Penzance ought to be fabulous. It has a superlative setting overlooking St. Michael’s Mount, a romantic castle on a rock nearly identical to but much less well known than its namesake across the English Channel in Brittany. It has a long and agreeable promenade and a harbor that could be lovely with a little paint and imagination, and perhaps one or two sticks of dynamite. Its streets are narrow and beguiling. The terraced houses have a neighborly feel and often enjoy bewitching views. It must be splendid to look out your bedroom window first thing in the morning and know what kind of day it’s going to be from the color of the sea.

There isn’t anything about Penzance that isn’t promising. Yet it is a sad and fading place. I walked through the town and was struck by the number of businesses that had gone since my last visit. The Star Inn was boarded up. A restaurant called the Buttery was gone. Several shops were dark and empty. The London Inn was still going but didn’t look to be thriving. A sign by the door said: “This is a public house, not a public toilet.” I was glad to see that the management had taken a stand on the issue, but I can’t say it struck me exactly as an inducement to enter. The Ganges Indian restaurant, where I had often dined, was also gone, though I wasn’t altogether surprised. It was so bad that it wasn’t even within hailing distance of being dreadful. I was generally the only customer. The service was always excellent.
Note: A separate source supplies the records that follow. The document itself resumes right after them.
PR #2488, opened 2020-05-27
fix dynamic states

Mee-gu:


cocos/renderer/core/gfx/GFXCommandBuffer.h
```diff
@@ -32,7 +32,8 @@ class CC_CORE_API GFXCommandBuffer : public GFXObject {
   virtual void updateBuffer(GFXBuffer* buff, void* data, uint size, uint offset = 0) = 0;
   virtual void copyBufferToTexture(GFXBuffer* src, GFXTexture* dst, GFXTextureLayout layout, const GFXBufferTextureCopyList& regions) = 0;
   virtual void execute(const std::vector<GFXCommandBuffer*>& cmd_buffs, uint32_t count) = 0;
-  
+  virtual void enableDepthBias(bool enabled) { _depthBiasEnabled = enabled; }
```
minggo, line 35: I think use setDepthBias is better.

cocos/renderer/gfx-gles2/GLES2Commands.cc
```diff
@@ -1899,10 +1899,149 @@ void GLES2CmdFuncExecuteCmds(GLES2Device* device, GLES2CmdPackage* cmd_package)
...
+                        glPolygonOffset(cmd->depthBias.constant, cmd->depthBias.slope);
+                        cache->rs.depthBias = cmd->depthBias.constant;
+                        cache->rs.depthBiasSlop = cmd->depthBias.slope;
+                    }
+                    break;
+                case GFXDynamicState::BLEND_CONSTANTS:
+                    if ((cache->bs.blendColor.r != gpuPipelineState->bs.blendColor.r) ||
+                        (cache->bs.blendColor.g != gpuPipelineState->bs.blendColor.g) ||
+                        (cache->bs.blendColor.b != gpuPipelineState->bs.blendColor.b) ||
+                        (cache->bs.blendColor.a != gpuPipelineState->bs.blendColor.a))
```
minggo, line 1951: Can implement operator == and != in GFXColor to simplify the codes. And float comparison can not just use !=.

cocos/renderer/core/gfx/GFXCommandBuffer.h
Mee-gu: there is already a `setDepthBias ` to set depth bias

cocos/renderer/gfx-gles2/GLES2Commands.cc
Mee-gu: got it.

minggo:
I think we should support all dynamics that are supported on all platforms. As some dynamic states are on supported on metal, then can refer to molten implementation.

Mee-gu:
> I think we should support all dynamics that are supported on all platforms. As some dynamic states are on supported on metal, then can refer to molten implementation.

I will take a look.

Across the street from the Ganges was a good pub called the Turk’s Head. I looked through the window now and it was heaving with a Saturday night crowd, so I walked down the street to another good pub, the Admiral Benbow, and it was even fuller. I went back to the Turk’s Head and waded into the throngs at the bar. It took an age to get a pint, but to my joy when I turned from the bar I spied a tiny table being vacated and I grabbed it. When I asked a passing waitress about food, she was happy to take an order, but was candid in telling me that service was going to be very slow. The upshot was that for the rest of the evening about every forty minutes the waitress would bring something to my table, and assure me that I hadn’t been forgotten. Generally what she brought was something that would help me with my food when eventually it came—salt and pepper shakers, silverware wrapped in a paper napkin—but once she brought a slice of bread and butter, which I devoured more or less in a single gulp, like a frog with a fly. At about 8:40, I got a bowl of soup, steaming and delicious, and after a further long interval I received my main course of fish and chips. In between, I had a little bowl of tartar sauce, a pat of butter, and many pints of beer. I also learned that if you drink a sufficient amount, dinner ceases to matter very much.